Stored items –
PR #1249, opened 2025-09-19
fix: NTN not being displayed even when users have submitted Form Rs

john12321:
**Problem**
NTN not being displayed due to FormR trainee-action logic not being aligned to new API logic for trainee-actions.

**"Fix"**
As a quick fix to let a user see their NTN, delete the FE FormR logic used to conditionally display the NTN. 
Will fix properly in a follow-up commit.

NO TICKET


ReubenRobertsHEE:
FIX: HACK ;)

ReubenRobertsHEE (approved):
--
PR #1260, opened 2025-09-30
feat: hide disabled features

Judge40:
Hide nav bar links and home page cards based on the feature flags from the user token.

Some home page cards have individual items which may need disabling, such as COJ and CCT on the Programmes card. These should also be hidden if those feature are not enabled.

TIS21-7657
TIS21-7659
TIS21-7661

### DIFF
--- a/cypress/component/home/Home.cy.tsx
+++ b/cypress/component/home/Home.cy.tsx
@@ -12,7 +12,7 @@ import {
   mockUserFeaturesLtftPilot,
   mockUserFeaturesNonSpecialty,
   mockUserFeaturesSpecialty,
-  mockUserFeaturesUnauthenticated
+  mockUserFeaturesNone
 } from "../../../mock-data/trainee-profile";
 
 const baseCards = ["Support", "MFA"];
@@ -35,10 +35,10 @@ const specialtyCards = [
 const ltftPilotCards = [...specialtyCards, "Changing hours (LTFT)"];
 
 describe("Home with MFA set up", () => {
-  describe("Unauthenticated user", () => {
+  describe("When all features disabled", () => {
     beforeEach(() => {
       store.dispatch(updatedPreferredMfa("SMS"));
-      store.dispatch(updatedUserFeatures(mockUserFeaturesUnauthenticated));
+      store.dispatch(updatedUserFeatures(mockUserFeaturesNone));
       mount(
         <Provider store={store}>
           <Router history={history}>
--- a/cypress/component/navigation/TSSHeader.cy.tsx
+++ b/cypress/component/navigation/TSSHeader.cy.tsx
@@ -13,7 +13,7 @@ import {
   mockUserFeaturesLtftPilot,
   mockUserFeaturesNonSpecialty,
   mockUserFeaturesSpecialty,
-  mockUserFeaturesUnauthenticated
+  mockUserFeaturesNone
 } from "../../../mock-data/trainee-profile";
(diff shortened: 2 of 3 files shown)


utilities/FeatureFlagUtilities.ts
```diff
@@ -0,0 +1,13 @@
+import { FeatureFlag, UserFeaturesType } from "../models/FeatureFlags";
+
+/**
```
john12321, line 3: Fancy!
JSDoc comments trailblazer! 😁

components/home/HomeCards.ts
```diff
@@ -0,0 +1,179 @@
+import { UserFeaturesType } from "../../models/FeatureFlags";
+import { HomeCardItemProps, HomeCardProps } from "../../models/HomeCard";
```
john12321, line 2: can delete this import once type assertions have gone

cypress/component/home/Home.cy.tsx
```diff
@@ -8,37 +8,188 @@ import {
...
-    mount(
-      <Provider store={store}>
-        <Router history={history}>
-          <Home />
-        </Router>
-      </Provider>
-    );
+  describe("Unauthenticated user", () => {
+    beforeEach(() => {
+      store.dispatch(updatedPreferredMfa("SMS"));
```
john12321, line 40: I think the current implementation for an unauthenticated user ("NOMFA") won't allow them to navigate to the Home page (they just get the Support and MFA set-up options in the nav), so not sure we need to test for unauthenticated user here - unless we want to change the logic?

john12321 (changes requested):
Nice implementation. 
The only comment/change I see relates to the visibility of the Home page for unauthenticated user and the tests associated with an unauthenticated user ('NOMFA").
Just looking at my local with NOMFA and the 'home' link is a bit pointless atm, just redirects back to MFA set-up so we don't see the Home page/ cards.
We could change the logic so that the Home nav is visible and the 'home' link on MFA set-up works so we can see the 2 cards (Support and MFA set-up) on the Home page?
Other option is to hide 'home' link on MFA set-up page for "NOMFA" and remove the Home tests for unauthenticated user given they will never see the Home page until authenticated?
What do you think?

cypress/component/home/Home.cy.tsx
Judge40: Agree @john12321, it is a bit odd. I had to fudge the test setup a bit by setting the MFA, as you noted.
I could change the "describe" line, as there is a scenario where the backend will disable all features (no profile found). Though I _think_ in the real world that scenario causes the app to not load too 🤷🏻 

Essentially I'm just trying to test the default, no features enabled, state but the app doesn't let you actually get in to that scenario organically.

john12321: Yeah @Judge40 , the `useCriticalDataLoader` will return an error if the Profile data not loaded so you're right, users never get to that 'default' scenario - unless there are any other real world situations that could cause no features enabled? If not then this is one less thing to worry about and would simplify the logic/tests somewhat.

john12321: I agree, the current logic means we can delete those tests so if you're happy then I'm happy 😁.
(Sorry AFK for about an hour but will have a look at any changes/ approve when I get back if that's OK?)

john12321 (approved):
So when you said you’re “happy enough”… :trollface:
---
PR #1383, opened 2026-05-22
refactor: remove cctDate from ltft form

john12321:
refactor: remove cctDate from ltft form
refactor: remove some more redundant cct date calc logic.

TASK DIRECTIONS –
Number of lines containing "const" in the data: state it and nothing more.

RESULT –
3